Working Late: Smart work or Fate?

Sanjeev Jain
Saturday, April 1, 2006
Sanjeev Jain
After 6 pm, I don't want to stay a single minute in the office, but at the last moment things go awry and I end up working late,” rues Vikas Mehta, 24, a developer with India's largest banking software company i-flex Technologies in Bangalore.

He isn’t alone in his company staying or working late, thousands of programmers like him at diverse IT companies spread across the country end up working late. In an industry that demands timely delivery of codes built to order to the customer's specifications, it has become a daily ritual for techies to stay late in the office. The software industry works on hit and trial method. You write a code that is ready to be shipped and lo and behold- you are struck with an error. What do you do then? Work till you get rid of the error. “One small bug and every effort put to make the product goes waste and we stay late to rectify that,” says Mehta.

Everyone complains about working hours extending even up to midnights and to the weekends and sometimes on Sundays too.
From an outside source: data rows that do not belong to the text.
PR #1744, opened 2024-07-09
fix(dex): restore default value for fullNameOverride

sven-urbanski-freiheit-com:
This change restores the original behavior of "fullNameOverride", so that there is no breaking change in the helm chart values.

The field was introduced in #1734 where the default value was changed accidentally.

### DIFF
--- a/charts/kuberpult/values.yaml
+++ b/charts/kuberpult/values.yaml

Wiry and energetic techies are at extreme ends but nobody seem to have a solution as yet. “It happens all the time. We get calls for clarifications, confirmation and small changes to be included in the project and the problem is that most of the time it comes from abroad,” says Arun Murthy, Associate Consultant, i-flex.

Infosys chief mentor Narayana Murthy says, “I know people who work 12 hours a day, six days a week, or more. Some people do so because of a work emergency where the long hours are only temporary. Other people I know have put in these hours for years. I don't know if they are working all these hours, but I do know they are in the office this long."

Such timings have wrecked havoc in their lives. A lack of team communication and ineffective meetings are the top time wasters. He says, “Little known to the team, it is always poor teamwork and endless meetings which ultimately comes out with nothing more than renewed deadlines.”